“What a beastly shame,” he said. “You will simply hate it. Cannot your father get you something better?”
“I don’t think so. He has always lived a very quiet life; he has not got any influential friends—but really, what’s the good of talking about it? Something may turn up. Let’s watch the cricket.”
“Oh, rot, man!” expostulated Marston. “You can’t let the thing drop like this. After all, my father is rather a big pot in the varnish world; he may be able to do something.”
“But I don’t know anything about varnish.”
“You don’t need to, my dear fellow. The less you know about it the better. All you’ve got to do is to believe that our kind of varnish is the best.” And as they walked round the ground during the tea interval a happy idea occurred to Marston.
“I’ve got it,” he said. “We have got a cricket match on Saturday against the village; we’re quite likely to be a man short; at any rate we can always play twelve-a-side. You come down and stay the week-end with us. The pater’s frightfully keen on cricket. If you can manage to make a few he’s sure to be impressed, and then I’ll tell him all about you. You will get a pleasant week-end and I expect quite a good game of cricket.”
Roland naturally accepted this proposal eagerly. He did not, however, tell his people of the prospect of a job in Marston & Marston, Limited; he preferred to wait till things were settled one way or another. If he were to be disappointed, he would prefer to be disappointed alone. He did not need any sympathy at such a time.
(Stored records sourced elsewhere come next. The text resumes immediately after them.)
PR #28793, opened 2024-12-01
AP_Airspeed: don't send AIRSPEED_AUTOCAL message when disabled

tridge:
we were wasting bandwidth sending this all the time

also fixed to support calibration messages for 2nd airspeed sensor

### DIFF
--- a/libraries/AP_Airspeed/Airspeed_Calibration.cpp
+++ b/libraries/AP_Airspeed/Airspeed_Calibration.cpp
@@ -171,23 +171,34 @@ void AP_Airspeed::update_calibration(const Vector3f &vground, int16_t max_airspe
 #if HAL_GCS_ENABLED
 void AP_Airspeed::send_airspeed_calibration(const Vector3f &vground)
 {
+    /*
+      the AIRSPEED_AUTOCAL message doesn't have an instance number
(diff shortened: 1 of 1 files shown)


libraries/AP_Airspeed/Airspeed_Calibration.cpp
```diff
@@ -171,23 +171,33 @@ void AP_Airspeed::update_calibration(const Vector3f &vground, int16_t max_airspe
 #if HAL_GCS_ENABLED
 void AP_Airspeed::send_airspeed_calibration(const Vector3f &vground)
 {
+    /*
+      the AIRSPEED_AUTOCAL message doesn't have an instance number
+      so we can only send it for one sensor at a time
+     */
+    for (uint8_t i=0; i<AIRSPEED_MAX_SENSORS; i++) {
```
IamPete1, line 178: Should we send instances in turn? This doubles the bandwidth if you have two sensors.

tridge: I just added a break, it doesn't have an instance number, so can't usefully send more than one

IamPete1 (approved):

PR #28795, opened 2024-12-01
esp32s3devkit fix adc define name

nkruzan:
allows the board to build


libraries/AP_HAL_ESP32/boards/esp32s3devkit.h
```diff
@@ -88,17 +88,12 @@
...
-	{ADC1_GPIO39_CHANNEL, 11, 39},\
-	{ADC1_GPIO36_CHANNEL, 11, 36}\
+	{ADC_CHANNEL_4, 11, 1},\
+	{ADC_CHANNEL_3, 11, 2},\
+	{ADC_CHANNEL_1, 11, 3},\
+	{ADC_CHANNEL_0, 11, 4}\
 }
+
 // pick one:
 //#define HAL_ESP32_ADC_PINS HAL_ESP32_ADC_PINS_OPTION1
```
davidbuzz, line 98: the correct fix would have been to fix the comment-ed out line here so it ends in OPTION2, and leave both options available to the user to pick between them, no.?

nkruzan: The compiler complaint was about the name of adc defines, I suppose leaving the option to choose is fine, at the time I felt rather than editing all the define names drop the option I had  never tested

nkruzan: The girhub diff looks weird

davidbuzz:
a fix that doesnt delete one of the options like this PR would have been the right approach.

PR #28800, opened 2024-12-04
AC_AutoTune: fix tracking of maximum angular acceleration

### LINKED ISSUE #28799: Copter: AutoTune produces ridiculously small ACCEL_MAX values
## Bug report

**Issue details**

In my 2" whoop-sized quad, running AutoTune produces nice enough rate and angle PIDs, but too small maximum accelerations.

Example: `ATC_ANG_RLL_P` of 25+, but `ATC_ACCEL_R_MAX` of around 1000, written as 4000 because it was clamped from below.

These values are not safe to fly.

**Version**

GitHub master, commit 3ed6ada2e316c52ee9ebae4202c99c681e891693.

**Platform**
[  ] All
[  ] AntennaTracker
[X ] Copter
[  ] Plane
[  ] Rover
[  ] Submarine

**Airframe type**

Quadcopter.

**Hardware type**

FlywooF405S-AIO

**Logs**

Two logs are attached, for roll and yaw. They are filtered to 5Hz because the flash chip is very small, but should likely be enough for analysis.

But when he went round to the Curtises’ April could tell, from the glow in his face, that he was unusually excited about something. She did not have a chance to speak to him when he was in the drawing-room. Her mother talked and talked. Arthur had just gone back to school and she was garrulous about his outfit.
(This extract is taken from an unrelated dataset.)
PR #28803, opened 2024-12-04
AP_HAL_ESP32: auto-regenerate sdkconfig and speed up CPU

srmainwaring:
Restore default post upgrade to esp-idf 5.3.1.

“It is so absurd, you know, Mr. Whately,” she said, “the way people say women care more about clothes than men. There is Arthur to-day; he insisted on having linen shirts instead of woolen ones, although woolen shirts are much nicer and much warmer. ‘My dear Arthur,’ I said, ‘no one can see your shirt; your waistcoat hides most of it and your tie the rest.’ But he said that all the boys wore linen shirts instead of flannel. ‘But, my dear Arthur,’ I said, ‘who is going to see what kind of a shirt you are wearing if it is covered by your waistcoat and tie? And I can cut your sleeves shorter so that they would not be seen beneath your coat.’ And do you know what he said, Mr. Whately? He said, ‘You don’t understand, mother; the boys would see that I was wearing a flannel shirt when I changed for football, and I would be ragged for it.’ Well, now, Mr. Whately, isn’t that absurd?”
She went on talking and talking about every garment she had bought for her son—his ties, his boots, his socks, his coat.